The findings of this study indicate that WRSM apps are popular among emerging adults in general, but more common among women and those with higher educational attainment or who are college students. The present study suggests that eating and weight-related concerns in adolescence may predict use of dietary-focused apps in emerging adulthood, particularly for women, but that BMI may explain many of these associations. Further, eating and weight concerns may not be the most salient predictors of future WRSM app use, but that youth with elevated BMI may be particularly likely to engage in future WRSM. Future research is needed to identify potential mental and physical health consequences of using WRSM apps, particularly whether eating and weight-related concerns increase because of using WRSM apps. Clinicians, parents, and public health professionals should exhibit caution when recommending or encouraging the use of WRSM apps until we are able to further understand the temporality of WRSM app use and negative health consequences.

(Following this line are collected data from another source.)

Issue #43, opened 2018-04-17
Do not warn about missing stream from profile defaults.


dmach:
Example data:
```
document: modulemd-defaults
version: 1
data:
  module: testmodule
  stream: 2.0
  profiles:
    master: [default]
```

This triggers following output:
```
** Message: 09:15:48.608: Default stream missing from profile defaults
** Message: 09:15:48.608: Invalid [ModulemdDefaults] document [Default stream missing from profile defaults].
** Message: 09:15:48.608: Invalid document [Default stream missing from profile defaults]. Skipping it.
```
I think this behavior is incorrect. Consider following use cases:

1. specify default stream only; use the 'default' profile in modulemd or the empty 'default' fallback
2. override installation profiles without touching the default stream (or eventually don't have a default at all)

sgallagher:
This is behaving according to the [modulemd-defaults v1 specification](https://github.com/fedora-modularity/libmodulemd/blob/master/mod-defaults/spec.v1.yaml#L13). It is therefore not a bug, it is functioning as designed. If you want to change the specification, we need to have a discussion with several others, including @contyk and @james-antill 

For the record, this change would be to lessen the strictness of the document, so it's probably not necessary to bump the document version number to do it.

contyk:
I think it's a good idea to be explicit in the defaults yet making the specification less strict in this regard would make sense to me, especially given that we have the `default` fallback and many modules don't provide much more than that.

james-antill:
I believe our assumption was that you'd do:

   profiles:
     master: [default]
     "2.0": []

...to make it obvious what was happening. But also that it would generally be bad to not have "install @testmodule" work. Saying that I can't think of a reason to not allow Daniel's form.

PR #52, opened 2018-04-18
Drop requirement for profile map to list default stream

sgallagher:
Fixes: https://github.com/fedora-modularity/libmodulemd/issues/43


james-antill:
Just deletes checks and tests for those checks, so fairly easy +1

Issue #54, opened 2018-04-19
build: add `modulemd_dep`


ignatenkobrain:
By using `declare_dependency()` for ease of bundling libmodulemd..

In theory, should be something like

```meson
modulemd_dep = declare_dependency(
    include_directories : include_directories('.'),
    link_with : modulemd_lib,
)
```

ignatenkobrain:
I would use libmodulemd as a subproject() from my project.

sgallagher:
You are talking about adding something like this to the meson.build file? Would this happen at the top-level or in the modulemd subdir?

I'll definitely do this; I just want to make sure I'm doing it correctly.

ignatenkobrain:
> or in the modulemd subdir?

This.

sgallagher:
@ignatenkobrain please try the PR I just submitted and see if it works for you.

PR #56, opened 2018-04-19
Make libmodulemd available as a subproject

sgallagher:
Fixes: https://github.com/fedora-modularity/libmodulemd/issues/54

### DIFF
--- a/modulemd/meson.build
+++ b/modulemd/meson.build
@@ -54,12 +54,19 @@ modulemd_lib = library(
     version: libmodulemd_version,
 )
 
+modulemd_dep = declare_dependency(
+    include_directories : include_directories('.'),
+    link_with : modulemd_lib,
+    dependencies : [
+        gobject,
+    ]
+)
+
 modulemd_validator = executable(
     'modulemd-validator',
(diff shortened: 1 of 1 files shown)


modulemd/meson.build
```diff
@@ -71,6 +71,11 @@ install_headers(
   subdir : header_path,
 )
 
+modulemd_dep = declare_dependency(
+    include_directories : include_directories('.'),
+    link_with : modulemd_lib,
+)
```
ignatenkobrain: it seems you need also add `dependencies: [gobject]`... Btw, also you should be able to change all references later to `dependencies:[modulemd_dep]` instead of `link_with:modulemd_lib,dependencies:[gobject]`

sgallagher: If it needs gobject, it probably needs yaml as well, yes?

ignatenkobrain: you don't expose libyaml in headers, so no.

sgallagher:
I made the changes requested by @ignatenkobrain as well as converting the other dependencies in the file for future maintainability.

Issue #46, opened 2018-04-17
Modulemd: enforce N-E:V-R.A format in artifacts/rpms


dmach:
The DNF team proposes a change in how libmodulemd handles RPM NEVRAs.
We'd like to always get records in N-E:V-R.A format.
libmodulemd SHOULD fail on reading data in invalid format.
libmodulemd MUST fail on writing data in invalid format.

As part of this, we'd like to enforce '0:' epoch when the epoch is zero or empty in RPM.
In some cases missing epoch can represented as "any epoch", which may result in bad UX.

ignatenkobrain:
technically, missing Epoch means epoch=0. I'm quite hesitant to make this change since it's pointless and just increases size of md.

sgallagher:
@dmach This ticket is asking only for the [data.artifacts.rpms](https://github.com/fedora-modularity/libmodulemd/blob/master/spec.v2.yaml#L319) list to be in this format and not for [data.api.rpms](https://github.com/fedora-modularity/libmodulemd/blob/master/spec.v2.yaml#L202) or [data.filter.rpms](https://github.com/fedora-modularity/libmodulemd/blob/master/spec.v2.yaml#L215), correct?

I *can* make such a change, but currently libmodulemd doesn't validate these strings at all. That information comes from the MBS or Pungi (I forget which) and I only validate that it is a string at the moment. If you want that change to happen, it needs to happen in the build-system first. After that, I can make the parser strict.

contyk:
The summary of the ticket only talks about `data.artifacts.rpms`.

The specification already says that this list includes NEVRAs but I'm also unsure whether such validation belongs in libmodulemd -- I'd much rather see a test for this (and other things) in a compose level test of some kind.

And for the record, it's Pungi that fills this in.

sgallagher:
Ah right, the spec *does* say that it's NEVRA and even has `0:` epoch in its examples. If that's required by the spec, libmodulemd probably should be validating it. That being said, I'd prefer not to land such validation until pungi is producing the correct output or else we're going to cause problems.

sgallagher:
@contyk I assume that it must not be, else I can't really see @dmach filing this ticket.

@dmach, can you show me an example of an artifact that isn't using the epoch notation?

PR #58, opened 2018-04-20
Add parsing functions that return failure information

sgallagher:
New Objects:
 * Modulemd.Subdocument

New functions:
 * Modulemd.objects_from_file_ext()
 * Modulemd.objects_from_string_ext()
 * Modulemd.objects_from_stream_ext()
 * Modulemd.Defaults.new_from_file_ext()
 * Modulemd.Defaults.new_from_string_ext()
 * Modulemd.Defaults.new_from_stream_ext()
 * Modulemd.Module.new_from_file_ext()
 * Modulemd.Module.new_from_string_ext()
 * Modulemd.Module.new_from_stream_ext()

These functions will return an array of Modulemd.Subdocument
objects that includes a GError explaining the failure as well as
the YAML string that failed (or at least as much of it as libyaml
was able to read).

Fixes: https://github.com/fedora-modularity/libmodulemd/issues/47

cc @dmach @hanzz 

Signed-off-by: Stephen Gallagher <sgallagh@redhat.com>

PR #59, opened 2018-04-24
Validate the data.artifacts.rpm contents

sgallagher:
These patches add validation that the contents of data.artifacts.rpm read from a modulemd YAML stream are in the prescribed NEVRA format.

In the future it might also validate that the "A" part of the NEVRA is a recognized architecture, but at the moment there is no reliable place to get the list of valid architectures against which to compare.

Fixes: https://github.com/fedora-modularity/libmodulemd/issues/46

### DIFF
--- a/modulemd/modulemd-util.c
+++ b/modulemd/modulemd-util.c
@@ -145,3 +145,100 @@ modulemd_variant_unref (void *ptr)
 {
   g_variant_unref ((GVariant *)ptr);
 }
+
+gboolean
+modulemd_validate_nevra (const gchar *nevra)
+{
+  g_autofree gchar *tmp = g_strdup (nevra);
+  gsize len = strlen (nevra);
+  gchar *i;
+  gchar *endptr;
+
+  /* Since the "name" portion of a NEVRA can have an infinite number of
+   * hyphens, we need to parse from the end backwards.
+   */
+  i = &tmp[len - 1];
+
+  /* Everything after the last '.' must be the architecture */
+  while (i >= tmp)
+    {
+      if (*i == '.')
+        {
+          break;
+        }
+      i--;
+    }
+
+  if (i < tmp)
+    {
+      /* We hit the start of the string without hitting '.' */
+      return FALSE;
+    }
+
+  /*
+   * TODO: Compare the architecture suffix with a list of known-valid ones
+   * This needs to come from an external source that's kept up to date or
+   * this will regularly break.
+   */
+
+  /* Process the "release" tag */
+  while (i > 0)
+    {
+      if (*i == '-')
+        {
+          break;
+        }
+      i--;
+    }
+
+  if (i <= 0)
+    {
+      /* We hit the start of the string without hitting '-' */
+      return FALSE;
+    }
+
+  /* No need to validate Release; it's fairly arbitrary */
+
+  /* Process the version */
+  while (i >= tmp)
+    {
+      if (*i == ':')
+        {
+          break;
+        }
+      i--;
+    }
+  if (i <= 0)
+    {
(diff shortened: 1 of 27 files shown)


ignatenkobrain:
will review showrtly

modulemd/modulemd-util.c
```diff
@@ -145,3 +145,100 @@ modulemd_variant_unref (void *ptr)
...
+  gsize len = strlen (nevra);
+  gchar *i;
+  gchar *endptr;
+
+  /* Since the "name" portion of a NEVRA can have an infinite number of
+   * hyphens, we need to parse from the end backwards.
+   */
+  i = &tmp[len - 1];
+
+  /* Everything after the last '.' must be the architecture */
```
ignatenkobrain: strrchr? or there probably some glib version

modulemd/modulemd-util.c
```diff
@@ -145,3 +145,100 @@ modulemd_variant_unref (void *ptr)
...
+    }
+
+  /*
+   * TODO: Compare the architecture suffix with a list of known-valid ones
+   * This needs to come from an external source that's kept up to date or
+   * this will regularly break.
+   */
+
+  /* Process the "release" tag */
+  while (i > 0)
```
ignatenkobrain: same

modulemd/modulemd-util.c
```diff
@@ -145,3 +145,100 @@ modulemd_variant_unref (void *ptr)
...
+        }
+      i--;
+    }
+  if (i <= 0)
+    {
+      /* We hit the start of the string without hitting ':' */
+      return FALSE;
+    }
+
+  /* Process the epoch */
```
ignatenkobrain: epoch is delemited by `:`

modulemd/test-modulemd-yaml.c
```diff
@@ -414,6 +415,55 @@ modulemd_yaml_test_v2_stream (YamlFixture *fixture, gconstpointer user_data)
...
 
+static void
+modulemd_yaml_test_validate_nevra (YamlFixture *fixture,
+                                   gconstpointer user_data)
+{
+  const gchar *good = "nodejs-devel-1:8.10.0-3.module_1572+d7ec111e.x86_64";
+  const gchar *garbage = "DEADBEEF";
+  const gchar *garbage2 = "DEAD.BEEF";
+  const gchar *garbage3 = "MORE-DEAD.BEEF";
+  const gchar *missing_epoch =
```
ignatenkobrain: why is it important? Epoch is entirely optional and `rpm` and `dnf` do not output it by default in UI.

sgallagher: We're being very specific in the format we expect here to simplify parsing expectations. Pungi always includes the 0:, so we're going to validate that if only to ensure consistency when third-parties start producing content.

sgallagher: See https://github.com/fedora-modularity/libmodulemd/issues/46

Consumers of libmodulemd want a simpler string to parse. Pungi already guarantees that the `0:` is included, so this is mostly just insurance for future third-parties to make sure they're producing the same content.

sgallagher:
Thanks to CI, I realized I actually have to have these patches atop the ones from https://github.com/fedora-modularity/libmodulemd/pull/58 so I rebased it. Only the last three in the set are unique to this PR.

modulemd/modulemd-util.c
sgallagher: Yes, and? Did you see some mistake here?

modulemd/modulemd-util.c
sgallagher: I don't really see how that's more advantageous.

PR #93, opened 2025-03-11
Fix logging initialization when AGENT_FORWARDED_REQUEST_METADATA is set

d1donlydfink:
1C guys found a problem and this should fix it as well as take care of the case where AGENT_FORWARDED_REQUEST_METADATA is not set at all.

### DIFF
--- a/neuro_san/deploy/Dockerfile
+++ b/neuro_san/deploy/Dockerfile
@@ -150,6 +150,7 @@ ENV AGENT_SERVER_NAME_FOR_LOGS="Agent Server"
 # A space-delimited list of http metadata request keys to forward to logs/other requests
 # You can see how these are used in the AGENT_SERVICE_LOG_JSON file (see above) and
 # customize this and the AGENT_SERVER_LOG_JSON file to your needs.
+# Note that any metadata key needs to be all lowercase.
 ENV AGENT_FORWARDED_REQUEST_METADATA="request_id user_id"
 
 # Port number for the grpc service endpoint
--- a/neuro_san/deploy/internal/Dockerfile
+++ b/neuro_san/deploy/internal/Dockerfile
@@ -172,6 +172,7 @@ ENV AGENT_SERVER_NAME="neuro-san.Agent"
 ENV AGENT_SERVER_NAME_FOR_LOGS="Agent Server"
 
 # A space-delimited list of http metadata request keys to forward to logs/other requests
+# Note that any metadata key needs to be all lowercase.
 ENV AGENT_FORWARDED_REQUEST_METADATA="request_id user_id"
 
 # Port number for the grpc service endpoint


neuro_san/service/agent_server.py
```diff
@@ -85,9 +85,22 @@ def __init__(self, port: int,
...
+        # call to a logger (which is below!).
+        self.forwarded_request_metadata: List[str] = forwarded_request_metadata.split(" ")
+        extra_logging_defaults: Dict[str, str] = {
+            "source": server_name_for_logs,
+            "user_id": "None",
+            "request_id": "None",
+        }
+        if len(self.forwarded_request_metadata) > 0:
+            for key in self.forwarded_request_metadata:
+                extra_logging_defaults[key] = "None"
```
d1donlydfink, line 98: Initialize a dictionary of default values for logging when AGENT_FORWARDED_REQUEST_METADATA is set.

neuro_san/service/agent_server.py
```diff
@@ -99,7 +112,6 @@ def __init__(self, port: int,
         self.server_name_for_logs: str = server_name_for_logs
         self.max_concurrent_requests: int = max_concurrent_requests
         self.request_limit: int = request_limit
-        self.forwarded_request_metadata: List[str] = forwarded_request_metadata.split(" ")
```
d1donlydfink, line 102: This moves up higher to take care of the logging initialization sooner

neuro_san/service/agent_server.py
```diff
@@ -85,9 +85,22 @@ def __init__(self, port: int,
...
+        }
+        if len(self.forwarded_request_metadata) > 0:
+            for key in self.forwarded_request_metadata:
+                extra_logging_defaults[key] = "None"
+
         setup_logging(server_name_for_logs, current_dir,
                       'AGENT_SERVICE_LOG_JSON',
-                      'AGENT_SERVICE_LOG_LEVEL')
+                      'AGENT_SERVICE_LOG_LEVEL',
+                      extra_logging_defaults)
```
d1donlydfink, line 103: Pass these initial values in when we are setting up logging

neuro_san/deploy/Dockerfile
```diff
@@ -150,6 +150,7 @@ ENV AGENT_SERVER_NAME_FOR_LOGS="Agent Server"
 # A space-delimited list of http metadata request keys to forward to logs/other requests
 # You can see how these are used in the AGENT_SERVICE_LOG_JSON file (see above) and
 # customize this and the AGENT_SERVER_LOG_JSON file to your needs.
+# Note that any metadata key needs to be all lowercase.
```
d1donlydfink, line 153: Add a note in the Docerfile that any metadata key must be all lowercase.

PR #95, opened 2025-03-11
UN-2986 Better error reporting from HTTP side-car service.

andreidenissov-cog:
This PR provides a mapping between possible gRPC-level errors when talking to neuro-san gRPC session
and HTTP request codes we return to a client.
More detailed error message is also included instead of generic "Internal Server Error".

### DIFF
--- a/neuro_san/http_sidecar/handlers/function_handler.py
+++ b/neuro_san/http_sidecar/handlers/function_handler.py
@@ -17,6 +17,7 @@ from typing import Any, Dict
 from neuro_san.http_sidecar.handlers.base_request_handler import BaseRequestHandler
 from neuro_san.interfaces.async_agent_session import AsyncAgentSession
 
+
 class FunctionHandler(BaseRequestHandler):
     """
     Handler class for neuro-san "function" API call.


neuro_san/http_sidecar/handlers/base_request_handler.py
```diff
@@ -28,6 +32,17 @@ class BaseRequestHandler(RequestHandler):
...
+        grpc.StatusCode.INVALID_ARGUMENT: 400,
+        grpc.StatusCode.UNAUTHENTICATED: 401,
+        grpc.StatusCode.PERMISSION_DENIED: 403,
+        grpc.StatusCode.NOT_FOUND: 404,
+        grpc.StatusCode.ALREADY_EXISTS: 409,
+        grpc.StatusCode.INTERNAL: 500,
+        grpc.StatusCode.UNAVAILABLE: 503,
+        grpc.StatusCode.DEADLINE_EXCEEDED: 504
+    }
+
```
andreidenissov-cog, line 45: Put in a (partial) map of grpc error codes to HTTP status codes.

neuro_san/http_sidecar/handlers/base_request_handler.py
```diff
@@ -69,6 +84,46 @@ def get_grpc_session(self, metadata: Dict[str, Any]) -> AsyncAgentSession:
...
+        """
+        code = exc.code()
+        http_code = BaseRequestHandler.grpc_to_http.get(code, 500)
+        return http_code, code.name, exc.details()
+
+    def process_exception(self, exc: Exception):
+        """
+        Process exception raised during request handling
+        """
+        if exc is None:
```
andreidenissov-cog, line 104: General logic for request exception processing, shared by all our request handlers.
Depending on specific exception type, set HTTP response status,
write back some error details information and log them locally also.

neuro_san/http_sidecar/handlers/connectivity_handler.py
```diff
@@ -40,14 +38,7 @@ async def get(self):
             self.set_header("Content-Type", "application/json")
```
andreidenissov-cog, line 38: Here and below:
replace big copy-pasted code segment with smaller one,
which delegates request exception handling to common base class method.

neuro_san/http_sidecar/handlers/base_request_handler.py
dsargent: This must exist somewhere already? Can't believe we have to reinvent something like this.

neuro_san/http_sidecar/handlers/base_request_handler.py
```diff
@@ -69,6 +84,46 @@ def get_grpc_session(self, metadata: Dict[str, Any]) -> AsyncAgentSession:
...
+            return
+        if isinstance(exc, json.JSONDecodeError):
+            # Handle invalid JSON input
+            self.set_status(400)
```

What is already known on this subject?

Use of weight-related self-monitoring (WRSM) apps is cross-sectionally associated with eating and weight-related concerns. However, little is known whether eating and weight-related concerns in adolescence predict use of WRSM apps in emerging adulthood.

What does the study add?

This study adds valuable information on the longitudinal relationships between eating and weight-related concerns in adolescence predicting increased likelihood of using weight-related self-monitoring apps in emerging adulthood.